А они обе оказались красавицами, такими, что непосредственная Оленька, увидев их, а они «пришли вместе, как сговорились, засуетилась, побежала за кипятком к титану, а потом стала доставать из ящиков, стоящих под ее кроватью, сразу все свои запасы, словно был какой-нибудь праздник. Зина Антошкина, уже сидевшая на кровати с книгой — ликвидировала пробел по Э. Хемингуэю, о котором впервые услыхала накануне, — подняла на вошедших глаза и только сказала: «Ну вы даете!» И трудно было судить, к чему относятся эти слова — к тому ли, что явились эти подруги чуть ли не в последний момент (словно университет для них — так, баловство, свидание, на которое и опоздать можно), или к тому, что явились они вместе, или все-таки к тому, какие они. Роза спала, похрапывая, — почти до утра простояла в коридоре, привалившись к стене под лампочкой с каким-то растрепанным томиком (в комнатах иметь настольные лампы не полагалось по причине плотности населения).

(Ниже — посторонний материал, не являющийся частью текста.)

Issue #527, opened 2024-07-25
Add python function (to PstFrom.add_py_function) as a function/string. 


martinvonk:
Currently, the `PstFrom` method  `add_py_function` takes a path to a separate python source file. This python source file is read, interpreted and copied to the forward run script.  

I think it would be nice to allow for adding the code from the python source file as a string to the PstFrom class. For instance, say you have a file `_update_model.py` containing the following code:

```python
def run():
    updated_parameters = read_csv("parameters.csv")
    new_simulation = some_model.simulate(parameters=updated_parameters)
    new_simulation.to_csv("simulation.csv")
```
This file is added to the PstFrom class via:
```python
pf = PstFrom()
pf.add_py_function("_update_model.py", "run()", is_pre_cmd=None)
pf.mod_py_cmds.append("run()")
```

My proposal would be to allow to create a new method add_py_function_str:
```python
update_model_str = """
def run():
    updated_parameters = read_csv("parameters.csv")
    new_simulation = some_model.simulate(parameters=updated_parameters)
    new_simulation.to_csv("simulation.csv")
"""
pf = PstFrom()
pf.add_py_function_str(update_model_str , "run()", is_pre_cmd=None)
pf.mod_py_cmds.append("run()")
```
This way, you don't need a separate python source file per se. You only need one python script / notebook which makes examples and changing the code easier. 

Also, to implement it, the code does not need too many changes. Only the [interpretation of the file (or string)](https://github.com/pypest/pyemu/blob/5551e161bb4978c599b7352ee373b0d88d831d68/pyemu/utils/pst_from.py#L1267-L1293) has to be a separate function which is called by both `add_py_function` and `add_py_function_str`.

martinvonk:
I figure I could also just write the string to a file and parse that to the `add_py_function` method. So if that is a better convention, this issue can be closed.

jtwhite79:
I see what you are getting @martinvonk .  From my standpoint, I always test run the function during the setup to make sure its doing what its supposed to do - that's really why we look for an existing function.  Note that function can be in the py script that is calling pstfrom (one in the same script) but in the case of a notebook, I can see the value in not forcing the function to be in a py file.. @briochh any thoughts on this?  I reckon we could make this a user beware thing if the first arg to `add_py_function()` gives file not found...

martinvonk:
[...]

PR #549, opened 2024-11-14
allow parsing function to add_py_function

martinvonk:
This PR allows for parsing a function/callable to the `PstFrom.add_py_function` method. 

Originally, only a file name is allowed. This (separate) file was read, and the corresponding function in the file was added to the PstFrom class. Now you can directly add a function, available in the same script as the one where the PstFrom class is initialized. 

Solves #527


briochh:
Hi @martinvonk, this looks like a nice touch. Do you think you could add to or amend a test to run this option? There should already be one in pst_from_tests that is hackily doing it the old way with a function in the current file.

briochh:
Thank @martinvonk, good addition!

А Нина с первой минуты, возненавидела их обеих. Темноволосую, очень собранную и чем-то похожую на птицу — дрозда или грача — Люду Пугачеву с такими невероятно красивыми глазами, что любая девка на кого угодно походить пожелает — хоть на кита, хоть на зайца, если ей при этом такие глаза пообещают, но на кита все-таки не надо, уж больно толст. И Свету Микутис из Литвы, которая, наоборот, блондинка, с точеным носиком, глаза холодные — наверное, злая как собака, губы тонкие — ну прямо Марлен Дитрих, только раза в четыре моложе. И фигура змеиная. А еще говорят, что в Прибалтике красивых женщин нет, — что зря говорить?